• **WORK REQUIRED**
Every single entry must be reproduced precisely.

(Stored data entries)
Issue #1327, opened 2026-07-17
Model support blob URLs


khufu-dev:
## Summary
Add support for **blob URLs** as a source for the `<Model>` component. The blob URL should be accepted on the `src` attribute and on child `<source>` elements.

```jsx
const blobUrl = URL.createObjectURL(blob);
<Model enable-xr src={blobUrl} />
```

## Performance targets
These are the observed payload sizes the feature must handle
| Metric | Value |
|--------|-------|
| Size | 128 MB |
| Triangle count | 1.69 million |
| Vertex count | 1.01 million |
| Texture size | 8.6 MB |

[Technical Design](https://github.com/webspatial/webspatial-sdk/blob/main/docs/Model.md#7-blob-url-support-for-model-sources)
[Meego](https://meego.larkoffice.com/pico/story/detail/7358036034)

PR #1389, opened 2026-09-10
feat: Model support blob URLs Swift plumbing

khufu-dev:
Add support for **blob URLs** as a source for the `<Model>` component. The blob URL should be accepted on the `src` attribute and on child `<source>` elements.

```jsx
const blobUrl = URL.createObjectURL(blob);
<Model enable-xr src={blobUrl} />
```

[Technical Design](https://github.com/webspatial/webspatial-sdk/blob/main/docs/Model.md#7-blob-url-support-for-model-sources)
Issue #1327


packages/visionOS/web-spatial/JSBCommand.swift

• **EXERCISE OUTPUT**
Issue #1327, opened 2026-07-17
Model support blob URLs


khufu-dev:
## Summary
Add support for **blob URLs** as a source for the `<Model>` component. The blob URL should be accepted on the `src` attribute and on child `<source>` elements.

```jsx
const blobUrl = URL.createObjectURL(blob);
<Model enable-xr src={blobUrl} />
```

## Performance targets
These are the observed payload sizes the feature must handle
| Metric | Value |
|--------|-------|
| Size | 128 MB |
| Triangle count | 1.69 million |
| Vertex count | 1.01 million |
| Texture size | 8.6 MB |

[Technical Design](https://github.com/webspatial/webspatial-sdk/blob/main/docs/Model.md#7-blob-url-support-for-model-sources)
[Meego](https://meego.larkoffice.com/pico/story/detail/7358036034)

PR #1389, opened 2026-09-10
feat: Model support blob URLs Swift plumbing

khufu-dev:
Add support for **blob URLs** as a source for the `<Model>` component. The blob URL should be accepted on the `src` attribute and on child `<source>` elements.

```jsx
const blobUrl = URL.createObjectURL(blob);
<Model enable-xr src={blobUrl} />
```

[Technical Design](https://github.com/webspatial/webspatial-sdk/blob/main/docs/Model.md#7-blob-url-support-for-model-sources)
Issue #1327


packages/visionOS/web-spatial/JSBCommand.swift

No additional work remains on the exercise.